Start of Given entries

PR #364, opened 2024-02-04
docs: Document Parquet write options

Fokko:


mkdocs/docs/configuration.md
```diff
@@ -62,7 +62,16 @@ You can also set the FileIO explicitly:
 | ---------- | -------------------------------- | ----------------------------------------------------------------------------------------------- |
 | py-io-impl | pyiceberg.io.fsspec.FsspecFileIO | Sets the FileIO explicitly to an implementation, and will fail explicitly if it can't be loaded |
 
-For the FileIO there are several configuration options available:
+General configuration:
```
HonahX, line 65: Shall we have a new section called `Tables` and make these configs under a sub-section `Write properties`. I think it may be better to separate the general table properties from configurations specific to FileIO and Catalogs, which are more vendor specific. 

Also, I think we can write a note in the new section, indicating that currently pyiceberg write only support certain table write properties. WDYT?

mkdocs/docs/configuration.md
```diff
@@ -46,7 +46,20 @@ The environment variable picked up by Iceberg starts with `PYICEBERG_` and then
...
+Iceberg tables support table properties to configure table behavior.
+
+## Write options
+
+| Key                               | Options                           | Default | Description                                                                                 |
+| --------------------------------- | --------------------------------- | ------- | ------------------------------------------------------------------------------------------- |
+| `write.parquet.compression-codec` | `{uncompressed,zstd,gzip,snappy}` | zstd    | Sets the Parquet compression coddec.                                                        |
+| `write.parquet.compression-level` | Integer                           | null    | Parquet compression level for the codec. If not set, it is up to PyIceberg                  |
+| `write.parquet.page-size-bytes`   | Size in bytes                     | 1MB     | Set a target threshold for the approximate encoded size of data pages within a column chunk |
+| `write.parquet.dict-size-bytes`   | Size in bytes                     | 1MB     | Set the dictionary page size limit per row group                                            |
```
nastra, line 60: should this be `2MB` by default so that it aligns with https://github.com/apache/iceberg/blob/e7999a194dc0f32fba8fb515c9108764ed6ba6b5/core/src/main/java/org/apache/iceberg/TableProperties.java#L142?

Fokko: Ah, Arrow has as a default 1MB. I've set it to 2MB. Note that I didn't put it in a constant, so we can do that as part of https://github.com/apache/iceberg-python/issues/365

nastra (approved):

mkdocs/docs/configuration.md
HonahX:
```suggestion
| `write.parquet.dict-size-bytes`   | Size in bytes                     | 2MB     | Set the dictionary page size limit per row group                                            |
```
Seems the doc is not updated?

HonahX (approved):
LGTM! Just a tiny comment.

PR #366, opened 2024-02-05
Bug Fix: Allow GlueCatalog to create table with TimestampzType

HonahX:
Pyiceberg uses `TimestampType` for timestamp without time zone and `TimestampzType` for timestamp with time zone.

End of Given entries
Start of Given entries

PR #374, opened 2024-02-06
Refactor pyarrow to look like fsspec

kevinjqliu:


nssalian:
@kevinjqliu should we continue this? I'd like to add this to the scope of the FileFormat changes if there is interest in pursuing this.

End of Given entries

▸ Problem statement:
Which lines hold the word "fsspec"? Return all of them from the records above.

▸ Answer space:
 | py-io-impl | pyiceberg.io.fsspec.FsspecFileIO | Sets the FileIO explicitly to an implementation, and will fail explicitly if it can't be loaded |
Refactor pyarrow to look like fsspec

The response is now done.